Arthur Haroyan esteve no Programa do Jô, na Globo, em duas ocasiões: uma em 2013 e outra em 2015. "Foi durante o espetáculo 1915, do meu grupo, que contava sobre o Genocídio Armênio, que escrevi e também fazia parte do elenco. Fomos disparando press release e tive uma chamada inesperada da produção do Jô, dizendo que ele queria conhecer a história da minha vida", festejou.
"Foi uma honra, uma conquista e tanto estar naquele lugar e ser entrevistado por uma referência como Jô. A minha carreira foi subindo e mais gente conheceu que a Armênia não é apenas nome de uma estação de metrô", comemorou.
O fã de Aracy Balabanian
Após a entrevista a Jô Soares, a quem Arthur declarou, em rede nacional, sua paixão pela atriz Aracy Balabanian, que era filha de imigrantes armênios, a própria entrou em contato com ele querendo saber mais do jovem fã que chegou a enviar mensagem via Facebook para Miguel Falabella, amigo dela de longa data, dizendo ter vindo da Armênia para conhecê-la.
"Ele perguntou o porquê, e eu fui contando. Um dia, ele me mandou mensagem dizendo que alguém queria conversar comigo. Era a Aracy, é claro. Eles estavam jantando e Miguel decidiu fazer essa surpresa. Ligou para mim e passou o celular para ela. Eu fiquei tão feliz, mas tão feliz que quase cai 'na chon'..", contou, relembrando o bordão usado pela atriz quando interpretou a icônica Dona Armênia nas novelas Rainha da sucata (1990) e Deus nos acuda (1992).

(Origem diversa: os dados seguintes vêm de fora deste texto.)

PR #8697, opened 2025-06-03
Fix issue where values for results aren't being set

### LINKED ISSUE #8694: Alias name is empty / undefined when associating the app with the Firebase project
When I followed [this step](https://firebase.google.com/codelabs/firestore-web#3) in the firestore codelab tutorial to associate my app with my Firebase project (run `firebase use --add`), the alias name did not show up on the firebase CLI. It shows `created alias  for undefined`.

Image

aalej:
### Description

Fixes #8694

Looks like we never set the value of `results` in
https://github.com/firebase/firebase-tools/blob/c8dd88aadc6269419bfd1a47da6d5fe93da3f006/src/commands/use.ts#L106-L122
so `results.project` and `results.alias` are always `undefined`

### Scenarios Tested

Verified that old behavior matched current behavior
#### Old behavior (14.2.0)
```
$ firebase --version
14.2.0
$ firebase use
Active Project: default (aalej-6162)

Project aliases for /Users/PATH/Desktop/firebase-tools/issues/8694:

* default (aalej-6162)

Run firebase use --add to define a new project alias.
$ firebase use --add
? Which project do you want to add? aalej-6162-2
? What alias do you want to use for this project? (e.g. staging) staging

Created alias staging for aalej-6162-2.
Now using alias staging (aalej-6162-2)
```

#### Current behavior

```
$ firebase --version
14.5.1
$ firebase use
Active Project: default (aalej-6162)

Project aliases for /Users/PATH/Desktop/firebase-tools/issues/8694:

* default (aalej-6162)

Run firebase use --add to define a new project alias.
$ firebase use --add 
✔ Which project do you want to add? aalej-6162-2
✔ What alias do you want to use for this project? (e.g. staging) staging

Created alias staging for aalej-6162-2.
Now using alias staging (aalej-6162-2)
```


jiechuns:
Thank you for the quick fix!

PR #8698, opened 2025-06-03
Fix "empty" unit test

hlshen:
Fixes the empty unit test, which sometimes fails due to lack of workspace.

Small buffer added to sidebar loading.


joehan:
This looks fine to me, except that the integration tests are failing on it still 😬 
Screenshot 2025-06-03 at 9 28 51 AM

PR #8700, opened 2025-06-03
[MCP] Support firestore emulator in MCP server

tammam-g:
Adds support for emulator in firestore

image

image

image

image

### DIFF
--- a/src/mcp/tools/firestore/query_collection.ts
+++ b/src/mcp/tools/firestore/query_collection.ts
@@ -3,6 +3,7 @@ import { tool } from "../../tool.js";
 import { mcpError, toContent } from "../../util.js";
 import { queryCollection, StructuredQuery } from "../../../gcp/firestore.js";
 import { convertInputToValue, firestoreDocumentToJson } from "./converter.js";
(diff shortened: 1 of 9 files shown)


src/mcp/tools/firestore/query_collection.ts
```diff
@@ -74,6 +75,7 @@ export const query_collection = tool(
         .number()
         .describe("The maximum amount of records to return. Default is 10.")
         .optional(),
+      use_emulator: z.boolean().default(false).describe("Target the Firestore emulator if true."),
```
fredzqm, line 78: nit: Shall we do `.optional().default(false)`?

I recall Gemini has some trouble with nullable(), but works better with optional().

fredzqm:
Since Firebase MCP is publicly announced, let's start adding CHANGELOG.md notes.

src/mcp/tools/firestore/query_collection.ts
tammam-g: Haven't had problems in gemini (used it from roocode/cline). If it turns out to be a problem we can change it everywhere in one PR cause this is consistent with data connect.

PR #8706, opened 2025-06-04
[MCP] Simplify and standardize how we get a given emulator endpoint

tammam-g:
Unifies how we get the emulator endpoint string for a given emulator. 

Firebase storage based on this PR.

Examples confirming firestore and dataconnect still work

image

image


joehan (approved):
Good call splitting this out!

"Provavelmente, a Aracy pensava: quem é aquele louco que atravessou oceano por minha causa?", observou Arthur que, em 11 de junho de 2013, recebeu o convite para assistir a gravação do humorístico Sai de Baixo, onde ela fazia a personagem Cassandra e que retornou ao teatro Procópio Ferreira, em São Paulo, para gravar quatro episódios inéditos em comemoração aos três anos do Canal Viva. "Gritei de alegria quando recebi na portaria do meu prédio os convites para assistir as gravações. Como um garoto loucamente apaixonado, comprei o buquê de flores de campo mais lindo de São Paulo e corri para o teatro".

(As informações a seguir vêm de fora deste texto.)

PR #8728, opened 2025-06-08
Clean up 'storage.rules' file created during 'npm run test'

aalej:
### Description

Running `npm run test` creates a file `/test/storage.rules`.
image

This PR change creates a temporary directory where the test can run. Also removes the temporary directory after tests. Copied similar code from https://github.com/firebase/firebase-tools/blob/master/src/appdistribution/options-parser-util.spec.ts

### Scenarios Tested

Verified that `npm run test` creates and removes the temporary directory created.

### DIFF
--- a/src/init/features/storage.spec.ts
+++ b/src/init/features/storage.spec.ts
@@ -1,12 +1,15 @@
 import { expect } from "chai";
 import * as _ from "lodash";
 import * as sinon from "sinon";
+import * as tmp from "tmp";
+import { rmSync } from "node:fs";
 
 import { Config } from "../../config";
 import { askQuestions, actuate } from "./storage";
 import * as prompt from "../../prompt";
 
 describe("storage", () => {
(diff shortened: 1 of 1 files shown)


aalej:
For some reason, on the initial run `npm run test:storage-emulator-integration` failed https://github.com/firebase/firebase-tools/actions/runs/15520718312/job/43693672180. But on every succeeding run, it has been successful. Maybe it was flaky?

joehan:
> For some reason, on the initial run `npm run test:storage-emulator-integration` failed https://github.com/firebase/firebase-tools/actions/runs/15520718312/job/43693672180. But on every succeeding run, it has been successful. Maybe it was flaky?

Ya, that one has falked before (usually jsut due to timeouts). If it is passing on subsequent runs, i would not worry about it (the individual runs do not share any state with each other)

joehan:
Closing in favor of https://github.com/firebase/firebase-tools/pull/8734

Haroyan conta que muita gente acompanhou seu encontro com Aracy Balabanian, inclusive a família dele na Armênia. Na hora do encontro, eles foram cercados pelas câmeras do canal Viva. "Captando aquele momento, eu diria, histórico", ele recorda, com emoção. "Eu a abracei e não era mais capaz de soltar. E ela disse: 'Você é um rapaz insistente, igual ao meu pai e o nosso povo. Isto é admirável!'. Essa foi a frase que definiu toda minha essência!"
Aprovado sem teste
Da mesma forma que veio o convite para a entrevista ao saudoso Jô Soares e o encontro com Aracy Balabanian, o chamado para interpretar Yuri em Mania de você foi por telefone. Eram 8h30 da manhã, ele estava no banheiro e não atendeu porque era um número desconhecido. Após alguns minutos, o mesmo número mandou uma mensagem.

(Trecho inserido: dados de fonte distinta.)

PR #9100, opened 2025-09-09
PoC of `firebase login` tool

joehan:
### Description
Assisted by Jules:
Implement 'core_login' tool that logs you into Firebase. To use this tool, first call it with no auth code argument. It will get back a login URI, which the user should follow and get an auth code. Call the tool again with that authCode to complete the login.

### Scenarios Tested
- Run 'firebase logout'
- Run the tool via MCP inspector, complete the flow.
- Run 'firebase login', get 'already logged in' message

### DIFF
--- a/src/mcp/tools/core/login.ts
+++ b/src/mcp/tools/core/login.ts
@@ -3,11 +3,14 @@ import { tool } from "../../tool";
 import { loginPrototyper } from "../../../auth";
 import { FirebaseMcpServer } from "../../../mcp";
 import { toContent, mcpError } from "../../util";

"Estava nas alturas, ainda mais quando soube que já estava aprovado para fazer o papel e não precisaria fazer teste. Isso é o maior presente para um ator. Nem todas as ligações podem ser trotes, eu aconselho às vezes atenderem", recomenda o ator da novela das 21h, que chegou a morar na Sibéria nos anos 90, logo após a queda da União Soviética.
"Era uma época de muita bandidagem e anarquia. Meu personagem é um desses bandidos e eu tenho tudo isso na minha memória. Decidi que Yuri seria de áries, com ascendência canceriana, porque é um demônio e muito vingativo. E creio que o maior desafio não foi o do Yuri, foi meu, de ser dirigido pelo próprio Carlos Araújo (diretor artístico da novela)", concluiu Arthur, que já recebe nas ruas xingamentos por causa do personagem. "Isso significa que a conexão existe."